[Stored data]
PR #5483, opened 2023-09-15
Add tsebra

rlibouba:
FOR CONTRIBUTOR:


bgruening (commented):
You test files are too big. Howver you could just remove them as you do not need them currently. You only test with asserts.

However, I think we should use them, at least a part of it. It wil be good with future updates to see (in a future diff) what has changed and if the GTFs still look good.

You could remove most of the lines of your test-files and then use `contains`

> file="mode_mp_output1.gff" ftype="gff" compare="contains"/>

https://docs.galaxyproject.org/en/latest/dev/schema.html#tool-tests-test-output

bgruening:
The rest looks really great @rlibouba!

tools/tsebra/tsebra.xml
```diff
@@ -69,7 +69,7 @@
             <param name="ignore_transcrpts" value="false"/>
             <param name="filter_exon" value="false"/>
             <output name="output" ftype="gtf" file="output.gtf" lines_diff="2"/>
-            <output name="output_tab" ftype="txt" file="output_tab.txt" lines_diff="2"/>
+            <output name="output_tab" ftype="txt" file="output_tab.txt" compare="sim_size" delta="100"/>
```
bgruening, line 72: please do not compare text files via sim_size
Use asserts instead. https://docs.galaxyproject.org/en/latest/dev/schema.html#tool-tests-test-output-assert-contents

rlibouba:
I'm having difficulty with the second test, in particular with the second output generated by the --score_tab parameter. In one column, the rounding of the numbers is not always the same, which causes the test to fail. When I run the tests locally with planemo test, the tests pass

tools/tsebra/tsebra.xml
```diff
@@ -0,0 +1,88 @@
...
+    #end if 
+    
+    -o '$output' 
+
+    ]]></command>
+    <inputs>
+        <param name="gtf_file" argument="-g" type="data" format="gtf" optional="true" label="List of gene prediciton files"/>
+        <param name="keep_gtf" argument="-k" type="data" format="gtf" optional="true" label="Gene prediction list" help="All transcripts from these gene sets will be included in the output"/>
+        <param name="hint_file" argument="-e" type="data" format="gff" optional="true" label="List of files containing extrinsic evidence"/>
+        <param name="cfg_file" argument="-c" type="data" format="txt" optional="true" label="Configuration file" help="Find the recommanded parameter at config/default.cfg"/>
```
bgruening, line 39: All 4 inputs are optional, in theory a user can start this tool without inputs, I think this should not happen.

Do you have a smart idea here @rlibouba ?

tools/tsebra/tsebra.xml
```diff
@@ -42,8 +38,8 @@
         <param name="hint_file" argument="-e" type="data" format="gff" optional="true" label="List of files containing extrinsic evidence"/>
         <param name="cfg_file" argument="-c" type="data" format="txt" optional="true" label="Configuration file" help="Find the recommanded parameter at config/default.cfg"/>
         <param name="score_tab" argument="-s" type="boolean" checked="false" label="Print the transcript scores as a table to the specified file"/>
-        <param name="ignore_transcrpts" type="boolean" label="Ignore the phase transcripts while detecting clusters of overlapping transcripts"/>
-        <param name="filter_exon" type="boolean" label="Filter out all single-exon genes"/>
+        <param argument="--ignore_tx_phase" type="boolean" truevalue="--ignore_tx_phase" falsevalue="" label="Ignore the phase transcripts while detecting clusters of overlapping transcripts"/>
```
bgruening, line 41: @rlibouba this is a general trick to handle booleans. It makes your commandline section easier, see above, the if is not needed and its more readable imho.

tools/tsebra/tsebra.xml
rlibouba: Hi Björn, thank you for your return. I've suggested something for that. What do you think?

bgruening:
Do you need help with the failing test?

rlibouba:
Yes, I'd like to. Thank you. I don't understand the error output in relation to the choice of tests. The numbers in the penultimate column are completely different.

bgruening:
grafik

Looks like the test file is not up to date. You could use asserts and not file comparisons if this helps.

bgruening (approved):

bgruening:
Thanks @rlibouba

bgruening:
@rlibouba running it on master resulted in: `galaxy.tool_util.verify INFO: ## files diff on '/tmp/tmp1g96p8z2output_tab.txt' and '/tmp/tmpahhbf4n7output_tab.txt': lines_diff = 0, found diff = 278`

Is this output a bit random? Do you need to sort it?

rlibouba:
I've created a PR for the update. All tests passed. There were no major changes to the files. 
Here's the link: https://github.com/galaxyproject/tools-iuc/pull/5543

◆ Brief
Your task is to restate every record exactly.

◆ Your solution
PR #5483, opened 2023-09-15
Add tsebra

rlibouba:
FOR CONTRIBUTOR:


bgruening (commented):
You test files are too big. Howver you could just remove them as you do not need them currently. You only test with asserts.

However, I think we should use them, at least a part of it. It wil be good with future updates to see (in a future diff) what has changed and if the GTFs still look good.

You could remove most of the lines of your test-files and then use `contains`

> file="mode_mp_output1.gff" ftype="gff" compare="contains"/>

https://docs.galaxyproject.org/en/latest/dev/schema.html#tool-tests-test-output

bgruening:
The rest looks really great @rlibouba!

tools/tsebra/tsebra.xml
```diff
@@ -69,7 +69,7 @@
             <param name="ignore_transcrpts" value="false"/>
             <param name="filter_exon" value="false"/>
             <output name="output" ftype="gtf" file="output.gtf" lines_diff="2"/>
-            <output name="output_tab" ftype="txt" file="output_tab.txt" lines_diff="2"/>
+            <output name="output_tab" ftype="txt" file="output_tab.txt" compare="sim_size" delta="100"/>
```
bgruening, line 72: please do not compare text files via sim_size
Use asserts instead. https://docs.galaxyproject.org/en/latest/dev/schema.html#tool-tests-test-output-assert-contents

rlibouba:
I'm having difficulty with the second test, in particular with the second output generated by the --score_tab parameter. In one column, the rounding of the numbers is not always the same, which causes the test to fail. When I run the tests locally with planemo test, the tests pass

tools/tsebra/tsebra.xml
```diff
@@ -0,0 +1,88 @@
...
+    #end if 
+    
+    -o '$output' 
+
+    ]]></command>
+    <inputs>
+        <param name="gtf_file" argument="-g" type="data" format="gtf" optional="true" label="List of gene prediciton files"/>
+        <param name="keep_gtf" argument="-k" type="data" format="gtf" optional="true" label="Gene prediction list" help="All transcripts from these gene sets will be included in the output"/>
+        <param name="hint_file" argument="-e" type="data" format="gff" optional="true" label="List of files containing extrinsic evidence"/>
+        <param name="cfg_file" argument="-c" type="data" format="txt" optional="true" label="Configuration file" help="Find the recommanded parameter at config/default.cfg"/>
```
bgruening, line 39: All 4 inputs are optional, in theory a user can start this tool without inputs, I think this should not happen.

Do you have a smart idea here @rlibouba ?

tools/tsebra/tsebra.xml
```diff
@@ -42,8 +38,8 @@
         <param name="hint_file" argument="-e" type="data" format="gff" optional="true" label="List of files containing extrinsic evidence"/>
         <param name="cfg_file" argument="-c" type="data" format="txt" optional="true" label="Configuration file" help="Find the recommanded parameter at config/default.cfg"/>
         <param name="score_tab" argument="-s" type="boolean" checked="false" label="Print the transcript scores as a table to the specified file"/>
-        <param name="ignore_transcrpts" type="boolean" label="Ignore the phase transcripts while detecting clusters of overlapping transcripts"/>
-        <param name="filter_exon" type="boolean" label="Filter out all single-exon genes"/>
+        <param argument="--ignore_tx_phase" type="boolean" truevalue="--ignore_tx_phase" falsevalue="" label="Ignore the phase transcripts while detecting clusters of overlapping transcripts"/>
```
bgruening, line 41: @rlibouba this is a general trick to handle booleans. It makes your commandline section easier, see above, the if is not needed and its more readable imho.

tools/tsebra/tsebra.xml
rlibouba: Hi Björn, thank you for your return. I've suggested something for that. What do you think?

bgruening:
Do you need help with the failing test?

rlibouba:
Yes, I'd like to. Thank you. I don't understand the error output in relation to the choice of tests. The numbers in the penultimate column are completely different.

bgruening:
grafik

Looks like the test file is not up to date. You could use asserts and not file comparisons if this helps.

bgruening (approved):

bgruening:
Thanks @rlibouba

bgruening:
@rlibouba running it on master resulted in: `galaxy.tool_util.verify INFO: ## files diff on '/tmp/tmp1g96p8z2output_tab.txt' and '/tmp/tmpahhbf4n7output_tab.txt': lines_diff = 0, found diff = 278`

Is this output a bit random? Do you need to sort it?

rlibouba:
I've created a PR for the update. All tests passed. There were no major changes to the files. 
Here's the link: https://github.com/galaxyproject/tools-iuc/pull/5543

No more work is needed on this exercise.